Tune in to a special conversation on the governance podcast between Professor Jeremy Jennings of King’s College London and Professor Quentin Skinner of Queen Mary University. Professor Skinner discusses the meaning of intellectual history, key insights about republicanism and political representation, and the perennial lessons we stand to learn from the humanities about our political present.

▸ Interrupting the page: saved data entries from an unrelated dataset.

PR #1438, opened 2024-02-29
Add types to most of modal_utils

savarin:
## Describe your changes

This PR adds mypy types to `modal_version` and `modal_utils`, as per https://github.com/modal-labs/modal-client/issues/1372.

```
modal_utils/__init__.py
modal_utils/app_utils.py
modal_utils/async_utils.py
modal_utils/grpc_testing.py
modal_utils/http_utils.py
modal_utils/logger.py
modal_utils/package_utils.py
```

### DIFF
--- a/modal_utils/async_utils.py
+++ b/modal_utils/async_utils.py
@@ -7,7 +7,7 @@ import sys
 import time
 import typing
 from contextlib import asynccontextmanager
-from typing import Any, AsyncGenerator, Awaitable, Callable, Iterator, List, Optional, Set, TypeVar, Union
+from typing import Any, AsyncGenerator, Awaitable, Callable, Iterator, List, Optional, Set, TypeVar, Union, cast
 
 import synchronicity
 from typing_extensions import ParamSpec
@@ -327,7 +327,7 @@ def asyncify(f: Callable[P, T]) -> Callable[P, Awaitable[T]]:
     return wrapper
 
 
-async def iterate_blocking(iterator: Iterator[T]) -> AsyncGenerator[Union[T, object], None]:
+async def iterate_blocking(iterator: Iterator[T]) -> AsyncGenerator[T, None]:
     """Iterate over a blocking iterator in an async context."""
 
     loop = asyncio.get_running_loop()
@@ -336,7 +336,7 @@ async def iterate_blocking(iterator: Iterator[T]) -> AsyncGenerator[Union[T, obj
         obj = await loop.run_in_executor(None, next, iterator, DONE)
         if obj is DONE:
             break
-        yield obj
+        yield cast(T, obj)
 
 
 class ConcurrencyPool:
--- a/modal_utils/async_utils.py
+++ b/modal_utils/async_utils.py
@@ -7,7 +7,7 @@ import sys
 import time
 import typing
 from contextlib import asynccontextmanager
-from typing import Any, AsyncIterator, Awaitable, Callable, Iterator, List, Optional, Set, TypeVar
+from typing import Any, AsyncGenerator, Awaitable, Callable, Iterator, List, Optional, Set, TypeVar, Union
 
 import synchronicity
 from typing_extensions import ParamSpec
@@ -327,7 +327,7 @@ def asyncify(f: Callable[P, T]) -> Callable[P, Awaitable[T]]:
     return wrapper
 
 
-async def iterate_blocking(iterator: Iterator[T]) -> AsyncIterator[T]:
+async def iterate_blocking(iterator: Iterator[T]) -> AsyncGenerator[Union[T, object], None]:
     """Iterate over a blocking iterator in an async context."""
 
     loop = asyncio.get_running_loop()
--- a/modal_utils/package_utils.py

Subscribe on iTunes Subscribe to the Governance Podcast on iTunes today and get all our latest episodes directly in your pocket. The Guest Professor Quentin Skinner is the Barber Beaumont Professor of the Humanities and Co-Director of the Centre for the Study of the History of Political Thought at Queen Mary University of London. Previously the Regius Professor of History at the University of Cambridge, he is known as one of the founders of the Cambridge School of the history of political thought. His most recent book is From Humanism to Hobbes: Studies in Rhetoric and Politics. Follow Us For more information about our upcoming podcasts and events, follow us on facebook or twitter (@csgskcl). Skip Ahead 1:05: What do intellectual historians do, and what are the defining features of the Cambridge school? 6:34: Is there a reason intellectual historians are so drawn to the early modern period? 8:08: What is Hobbes’ legacy? Why is he important? 10:38: What was so original about the Hobbesian conception of the state? 16:00: Why did Britain fail to adopt the Hobbesian view of the state? 19:41: What is republicanism, and why is it important? 25:00: What does the Irish case teach us about republicanism? 28:00: Your new book is about teaching the humanities. Why is that so important? 33:10: What is the meaning of laughter? 37:15: What is Hobbes’ theory of political representation? 40:45: How do classical debates about representation bear upon the present? 43:50: How much can we learn from the past? 49:02: How do you see yourself entering public debate as a moralist?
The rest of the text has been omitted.